Create PDE Coefficients

The PDE is

`$-\Delta u=-\nabla \cdot \nabla u=2$`

In Partial Differential Equation Toolbox™ syntax,

`$-\nabla \cdot \left(c\nabla u\right)+au=f$`

This equation translates to coefficients `c = 1`, `a = 0`, and `f = 2`. Enter the coefficients.

```c = 1; a = 0; f = 2; specifyCoefficients(model,'m',0,'d',0,'c',c','a',a,'f',f);```

Create Mesh and Solve PDE

Initialize the mesh.

`generateMesh(model);`

Solve the PDE.

`results = solvepde(model);`

Examine the Solution in a Contour Slice Plot

Create a grid and interpolate the solution to the grid.

```[X,Y,Z] = meshgrid(0:135,0:35,0:61); V = interpolateSolution(results,X,Y,Z); V = reshape(V,size(X));```

Create a contour slice plot for five fixed values of the `y`-coordinate.

```figure colormap jet contourslice(X,Y,Z,V,[],0:4:16,[]) xlabel('x') ylabel('y') zlabel('z') xlim([0,100]) ylim([0,20]) zlim([0,50]) axis equal view(-50,22) colorbar```

The particle has the largest mean exit time near the point $\left(x,y,z\right)=\left(100,0,0\right)$.
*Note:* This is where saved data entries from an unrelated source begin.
PR #6767, opened 2021-09-20
feat: Add env vars config for argo-server and workflow-controller

prichrd:
This is a proposal for https://github.com/argoproj/argo-workflows/issues/5914. It uses https://github.com/spf13/viper to parse environment variables from the flag names.

I tested this like this:
image
image

PR #6596, opened 2021-08-24
fix: Fix `gosec` warnings, disable pprof by default. Fixes #6594

alexec:
Fixes #6594

PR #12652, opened 2024-02-10
fix(build): check for env vars in all dirs

agilgur5:
### Motivation

- previously, some of the `cmd/` subdirs were missed
- and `server/` was missed in the `check-documented` func
  - instead use a variable to have consistent directories for both
- `env.Get*(` calls were missed as well

I was responding to [this Slack thread](https://cloud-native.slack.com/archives/C04SURUPDL2/p1707383452116839?thread_ts=1707319125.512419&cid=C04SURUPDL2) in `#argo-sig-scalability` and reviewing https://github.com/argoproj/argo-cd/pull/17068 when I re-checked the Server's `pprof` code and found an undocumented flag. So began the whole process of fixing the reason why it and other env vars were undocumented etc

### Modifications

- <details> <summary> add missing env vars to doc </summary>

  - `ARGO_DEBUG_PAUSE_*`, `ALLOWED_LINK_PROTOCOL`, `ARGO_ARTIFACT_SERVER`, `ARGO_PPROF`, `ARGO_SERVER_METRICS_AUTH`, `BASE_HREF`
  - link to `pprof` docs when referencing it
  - also consistently alphabetize the Server env vars -- `GRPC_MESSAGE_SIZE` is not last alphabetically

</details>

- remove some no longer used env vars
  - `ARGO_SERVER_PPROF` was no longer used, meanwhile `ARGO_PPROF` was undocumented for the Server (was only documented for the Controller)
    - it was added in #6004 and then replaced in #6596 but this code was leftover

- <details> <summary> refactor <code>check-env-doc.sh</code> </summary>

  - consistent 2 space indentation, not mixed 2 or 4 space
  - UX: list out all missed variables before exiting
    - previously it would exit after the first miss, meaning you'd have to fix -> run -> fix -> run until you got everything - and it's not the fastest script given how many files there are to parse through, so it's a productivity increase
  - fix some shellcheck issues with loops / arrays: https://www.shellcheck.net/wiki/SC2031 and https://www.shellcheck.net/wiki/SC2207
  - something something "portable shell code" something something "maybe use Python instead next time"

</details>

<details> <summary> <h3>Verification</h3> </summary>

#### Script
1. In my `devcontainer` (for a somewhat standardized version of `bash`), ran: `bash hack/check-env-doc.sh`
   - that's how I got this list
1. Also tested removing a few env vars and confirmed it would list all of them in one go now. 

#### Docs
1. `mkdocs build`
1. `open site/environment-variables/index.html`
1. Screenshot with new env vars in the tables: 
Screenshot 2024-02-10 at 6 57 52 PM

</details>

### Notes to Reviewers

1. Can skip over all the `docs/cli` changes as it's all generated one-liner changes due to the `conn.go` description change
1. Can ["hide whitespace"](https://github.com/argoproj/argo-workflows/pull/12652/files?w=1) for the `hack/check-env-doc.sh` refactor to (mostly) ignore the indentation fixes

### Future Work

1. Still not quite all env vars are found by this script; in particular, dynamically named env vars are missing
    - such as those in [`common.go`](https://github.com/argoproj/argo-workflows/blob/7d70fe264fb0dbf42fbdf64cf94539408806a76d/workflow/common/common.go#L125), although there are others too
1. Would be good to distinguish the section of the docs as well, since there have been some env vars misplaced in the docs before (e.g. `GRPC_MESSAGE_SIZE` I moved in #12148) and some env vars that are used by multiple Argo components/binaries.
1. Remove some no longer needed env vars
    - would be a breaking change, but `BASE_HREF` and `ALLOWED_LINK_PROTOCOL` are no longer needed since all flags can be env vars since #6767 (`ARGO_BASE_HREF` and `ARGO_ALLOWED_LINK_PROTOCOL` can be used instead). might be some others.
      - **EDIT**: See #12653 as this breaking change


cmd/argo/commands/client/conn.go
```diff
@@ -45,7 +45,7 @@ func AddAPIClientFlagsToCmd(cmd *cobra.Command) {
 	cmd.PersistentFlags().StringVar(&instanceID, "instanceid", os.Getenv("ARGO_INSTANCEID"), "submit with a specific controller's instance id label. Default to the ARGO_INSTANCEID environment variable.")
 	// "-s" like kubectl
 	cmd.PersistentFlags().StringVarP(&ArgoServerOpts.URL, "argo-server", "s", os.Getenv("ARGO_SERVER"), "API server `host:port`. e.g. localhost:2746. Defaults to the ARGO_SERVER environment variable.")
-	cmd.PersistentFlags().StringVar(&ArgoServerOpts.Path, "argo-base-href", os.Getenv("ARGO_BASE_HREF"), "An path to use with HTTP client (e.g. due to BASE_HREF). Defaults to the ARGO_BASE_HREF environment variable.")
+	cmd.PersistentFlags().StringVar(&ArgoServerOpts.Path, "argo-base-href", os.Getenv("ARGO_BASE_HREF"), "Path to use with HTTP client due to BASE_HREF. Defaults to the ARGO_BASE_HREF environment variable.")
```
isubasinghe, line 48: nit: I'd personally prefer if we kept PRs atomic. I think documentation correction like this can be fixed in it's own separate PR even if it's minor.

isubasinghe: It just makes it a bit harder to review for the issue in question itself, which in this case is checking for missing env vars.

isubasinghe (approved):
Approved although I have a minor nit

isubasinghe:
@agilgur5 we seem to just generally be doing a lot of programming as a part of the build process via the hack directory, wonder if we should maybe just use something like this: https://magefile.org/ and get rid of the hacks alltogether?

cmd/argo/commands/client/conn.go
agilgur5: Generally, I agree, which is why the vast majority of my PRs are small and split into independent chunks. (there are some that carry a different opinion though).

I changed this line because I had to create the docs for the `BASE_HREF` env var for this PR and so referenced these and found the mistakes. So it is related to the purpose, and this PR does already change/add docs for `BASE_HREF` specifically.

Unfortunately this one-liner causes a fairly large diff due to the codegen.

Also I'm not sure if "atomicity" is the right term here. As technically all commits and PRs are atomic. "Small, independent, singular purpose" are all terms I've used to describe this.

agilgur5:
> I guess my reasoning here is that I find the sed/awk/grep combos a bit hard to parse and understand. I'd rather write more easy to understand code instead.

Oh I agree 100%, and I say this having had to write a ton of bash at my last two jobs for fleet management... and also having written proposals for two of those teams to "use a programming language instead of hard-to-maintain shell hackery" (there's _a lot_ more issues with shell than it being hard to read, including directory awareness, arg parsing, (lack of) dependency management, portability, etc etc etc etc). In the PR description I did also literally write: "something something 'portable shell code' something something 'maybe use Python instead next time'"

> @agilgur5 we seem to just generally be doing a lot of programming as a part of the build process via the hack directory, wonder if we should maybe just use something like this: https://magefile.org/ and get rid of the hacks alltogether? [sic]

A few things:
1. This wouldn't get rid of the hacks, it might just move some of the code to a different place. We also already [have](https://github.com/argoproj/argo-workflows/blob/66680f1c9bca8b47c40ce918b5d16714058647cb/hack/diagram/main.go) [several](https://github.com/argoproj/argo-workflows/blob/66680f1c9bca8b47c40ce918b5d16714058647cb/hack/jsonschema/main.go) [hacks](https://github.com/argoproj/argo-workflows/blob/66680f1c9bca8b47c40ce918b5d16714058647cb/hack/swagger/main.go) [written](https://github.com/argoproj/argo-workflows/blob/66680f1c9bca8b47c40ce918b5d16714058647cb/hack/crds.go) [in](https://github.com/argoproj/argo-workflows/blob/66680f1c9bca8b47c40ce918b5d16714058647cb/hack/docgen.go) Go. Magefile isn't necessary for that piece, it's more a `make` substitute (and I think there are better substitutes).
    - `hacks/` is also a pretty conventional Go directory, have seen it many times
    - The larger a codebase gets and the more it does, the more necessary build programming becomes (part of the reason why I've worked in DevOps for many years). This codebase in particular has a ton of codegen hacked together.
1. I wouldn't call Go the most readable or ergonomic scripting language either, would probably prefer Python
   - And Go has no real way of separating build deps from prod deps 😕 one of the reason why there are some build / compilation hacks and why it takes a bit to run. We do already have Python and JS build deps.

Use Gradients for Quiver and Streamline Plots

Examine the solution in more detail by evaluating the gradient of the solution. Use a rather coarse mesh so that you can see the details on the quiver and streamline plots.

```[X,Y,Z] = meshgrid(1:9:99,1:3:20,1:6:50); [gradx,grady,gradz] = evaluateGradient(results,X,Y,Z);```

Plot the gradient vectors. First reshape the approximate gradients to the shape of the mesh.

```gradx = reshape(gradx,size(X)); grady = reshape(grady,size(Y)); gradz = reshape(gradz,size(Z)); figure quiver3(X,Y,Z,gradx,grady,gradz) axis equal xlabel 'x' ylabel 'y' zlabel 'z' title('Quiver Plot of Estimated Gradient of Solution')```

Plot the streamlines of the approximate gradient. Start the streamlines from a sparser set of initial points.

```hold on [sx,sy,sz] = meshgrid([1,46],1:6:20,1:12:50); streamline(X,Y,Z,gradx,grady,gradz,sx,sy,sz) title('Quiver Plot with Streamlines') hold off```

The streamlines show that small values of `y` and `z` give larger mean exit times. They also show that the `x`-coordinate has a significant effect on `u` when `x` is small, but when `x` is greater than 40, the larger values have little effect on `u`. Similarly, when `z` is less than 20, its values have little effect on `u`.